时间:2023-05-26  来源:  作者:酒矣
“抱歉。”微生澜便歉意地对叶绮允摇了摇头,对方抿着唇潸然的模样并不能让她改变决定。
“妻主我们快些走吧,上游河岸该要站满人了。”祈晏开口催促道。
难得祈晏会对她主动要求,这低着头不肯看人,只自顾自折腾那盏花灯的样子让微生澜觉得颇为有趣。
这人……莫非竟是吃这等飞醋。
入夜,东城仍处处灯火通明,明亮得将泄地的月华尽数掩盖。轮椅被平缓地推动前行,几乎未让椅上之人有任何颠簸之感。
“唔,果真是已人满为患。”微生澜说完便先推着祈晏走到一个人较少的商铺。店家倒也殷勤,很快就过来摆上纸笔。
放河灯也是洛华节的习俗之一,多年来经久不衰。将心愿写于纸条,塞入河灯内层的小格中,最后在河岸边将其点亮放下便算是完成了这份祈愿。

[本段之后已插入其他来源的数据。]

PR #229, opened 2024-08-14
Add `PickledFunction` data

### LINKED ISSUE #197: Use a `PickledFunction` class
WorkGraph stores the function using a [dictionary](https://github.com/aiidateam/aiida-workgraph/blob/a329bf7ce5e30c02afe826038c53508c897e2380/aiida_workgraph/utils/__init__.py#L562).

```python
return {
        "executor": pickle.dumps(func),
        "type": "function",
        "is_pickle": True,
        "function_name": func.__name__,
        "function_source_code": function_source_code,
        "function_source_code_without_decorator": function_source_code_without_decorator,
        "import_statements": import_statements,
    }
```

Better to create a `PickledFunction` class for this purpose.

superstar54:
Implement the `PickledFunction` class as a subclass of orm.Data, the class handles 
- storing and retrieving serialized function
- maintaining relevant metadata such as the function name, module name, Python version, and pickle protocol.

PythonJob adds `function` input, which accepts `PickledFunction` as input.

### Docs
Add docs: use the `PythonJob` task outside the WorkGraph to run a Python function on a remote computer. For example, in a `WorkChain` or run a single `CalcJob` calculation.


aiida_workgraph/orm/general_data.py
```diff
@@ -33,53 +37,53 @@ def __str__(self):
...
-        :return: True if using self.get_value returns a reference to the
-            underlying sequence.  False otherwise.
-        :rtype: bool
+        Raises:
+            ImportError: If the pickle protocol does not match.
         """
-        return self.is_stored
+        stored_pickle_protocol = self.base.attributes.get("pickle_protocol")
+
+        if stored_pickle_protocol != cloudpickle.DEFAULT_PROTOCOL:
```
agoscinski: Do you really need to catch this? I remember that python pickling automatically would catch this case, not sure about clouldpickle but I would assume yes

agoscinski (commented):
Have you tried out or thought about using `cloudpickle.register_pickle_by_value` of the imported modules so a installation is not necessary on remote machines?

aiida_workgraph/orm/general_data.py
superstar54: You are right, the clouldpickle will handle this when load the data. I change it to catch the error when unpickling the data, see [2d49a9b](https://github.com/aiidateam/aiida-workgraph/pull/229/commits/2d49a9b82901f3d0c9674fabfd05534090bd1211)

superstar54:
> Have you tried out or thought about using cloudpickle.register_pickle_by_value of the imported modules so a installation is not necessary on remote machines?

Thanks for pointing out this. I wasn't aware of this before. However, I found that this feature is still experimental and may fail in certain cases. We can add this feature as optional. Maybe in another PR.

aiida_workgraph/orm/general_data.py
```diff
@@ -16,12 +19,14 @@ def value(self):
 
 
 class GeneralData(orm.Data):
-    """`Data to represent a pickled value."""
+    """Data to represent a pickled value using cloudpickle."""
+
+    FILENAME = "value.pkl"  # Class attribute to store the filename
```
agoscinski, line 24: So 6his is more like a`PickleObject` data type righ?

agoscinski (approved):
Looks good to me, in the future we might want to be more explicite that we are using cloudpickle, since it works a bit different, but for now I don't see an issue with it. The doc is already transparent about pickling

aiida_workgraph/orm/general_data.py
superstar54: There is no `PickleObject` data type, right? The pickled data is just binary format data, and then we store the binary data in the repository.

superstar54: We can change the name `GeneralData` to `PickledData`, or `AnyData`.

不过这最后一步对祈晏来说真是有些难度……祈晏见微生澜温和谦逊地与岸边几人说着什么,其中一人转过头来望了他一眼,便对微生澜点了点头。
“最后这步不若交予我?你在一旁看着便是。”刚才几位女子不过是在此观赏河灯漂流之景,微生澜只简单说明情况,她们就欣然答应让出位置。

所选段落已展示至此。